By Rev. Dennis Royall
When I had been asked to return to Donetsk again by Rev. Merle Messer (the President of R.I.T.E.), I understood that there would be two sections of classes to teach, but thought that the way we had done in previous years would continue, namely, that each professor would teach one section for two hours and then the other for two hours, teaching for a total of four hours per day. Rev. Ferguson and I were surprised to learn our first day that we would each be expected to teach all day - 4 hours for the "Certificate" class and then four hours for the "Seminary" class. An EIGHT-HOUR teaching day! We would teach from the same material in each group, but as the Certificate students are not as advanced in their education as the Seminary students, we would need to adjust the quantity and depth of our teaching between each group.
Once we got into the "groove" of our teaching (just past the middle of the first week), we settled into a pattern of teaching that we believed was helpful and useful for the students and, we pray, edifying for them in their training and nourishment in the word of God. We were both quite tired at the end of each day but, thankfully, we could relax in the apartment and about every other day go to one of the nearby restaurants to enjoy good food and a time of relaxing fellowship.
Lest we over exaggerate our work load, we should note that on Mondays we had a shortened day. The students, many of whom come from some distance out of town by way of trolley busses or trains, would arrive at the school somewhere around 10am and both Mondays we usually didn’t get started with our classes until nearly 11am. On the first Monday that day needed also to be shortened at the end so the students could go check into the dormitories where they would sleep throughout the week. So, that first Monday would put us at the school at 10am, and we would begin teaching sometime around 10:30 - 11am, and the day ended for us just after 2pm. Tuesday - Thursday were "normal" days for us. On a couple of days, for about half of the day, we joined the two classes together, to give each Professor and translator a bit of a break. Our translator, Natasha, usually accompanied by our other translator, Yana, would pick us up outside our apartment at 8:30am and drive us to school where we would arrive about 8:45. At 9am the class monitor (who wielded a tiny bell that signaled the beginning and ending of classes) would ring his bell and the students would all come into the larger classroom for devotions. Rev. Ferguson and I alternated these devotions, reading a portion of scripture and making some expository remarks from the text. We would then lead in prayer, all translated by our translators, to which the students would respond: "AMEEN." (The Russian pronunciation of Amen).
We would then split up into the separate classes, Rev. Ferguson and I alternating groups each day. The "Certificate" class had seven students whereas the Seminary class had some 23 students. About half of the students in each class were female, most of these were wives of men who were also studying at the school. These women are seeking to prepare themselves to be useful in the Church in teaching and catechizing children and leading women’s groups, and in being godly women assisting their Pastor husbands.

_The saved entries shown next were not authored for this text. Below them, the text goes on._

PR #200, opened 2022-10-05
SITE-29: Make separate editor for checkout

DemeSzabolcs:
SITE-29


src/Modules/OrchardCore.Commerce/Views/Payment/Index.cshtml
```diff
@@ -1,16 +1,269 @@
...
+            <div class="mb-3">
+                <label asp-for="OrderPart.Phone.Text">@T["Phone Number"]</label>
+                <input asp-for="OrderPart.Phone.Text" class="form-control content-preview-text" required />
+            </div>
+            <div class="address_billing-address">
+                <h3>@T["Billing Address"]</h3>
+
+                <div class="row">
+                    <div class="mb-3 col-md-12">
+                        <label asp-for="OrderPart.BillingAddress.Address.Name">@T["Name"]</label>
```
DAud-IcI, line 32: Can't you display the _AddressField_Edit.cshtml_ using a `<shape>` instead of copy-pasting the template? If that's not possible, move the shared part of _AddressField_Edit.cshtml_ into a reusable shape and use that in all 3 places.

src/Modules/OrchardCore.Commerce/Views/Payment/Index.cshtml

This year Rev. Ferguson taught a course in Ecclesiology. This is the study of the doctrine of the Church, dealing with all the historical and biblical matters and material that concern the church and her order and ministry. From what I could hear (our rooms were very close to one another and, as most of our folks know, Rev. Ferguson has a rather strong voice — thus I could hear much) Rev. Ferguson did an outstanding job with his classes. He established a ready rapport with the students and displayed a gift that I wish I had. He was able, very early in the first week, to remember every one of our students’ names and attach those names to their person. After knowing some of these students for several years I must confess that there are some whose names I still don’t remember. Rev. Ferguson did an able job of teaching our students the doctrine of the Church and I would recommend that he be invited to return to teach again in the future.
I taught the Book of the Revelation. This built upon the series of sermons that I preached in our church some years back, preaching through the entire book. And, also, I had taught the Revelation at the Baptist school some four years ago. My preparation time before going was shortened for me by reusing some of my material. I did revise much of the material and reprinted my syllabus, dealing as I knew I would be now not with majority Arminian students, but with those who are either committed to the Reformed doctrines of grace, or who are seriously considering them.
Once again, I am thankful to God that He would permit me to take a small part in ministry to His church not only where I live but also in Ukraine. I thank God that He has placed me in a congregation that generously gives support to this and other mission works and allows that their Pastor may be absent from his ministry at home for the time to take ministry to others. You will never know the joy and encouragement you, my beloved congregation, give to those young (and some middle-aged) Ukrainian men and women when you send us to them to open the treasure house of God’s Word to them. The burden that God has given me for Eastern Europeans in general since 1989 and for the Ukrainians specifically since 1997 grows each time I am privileged to travel there.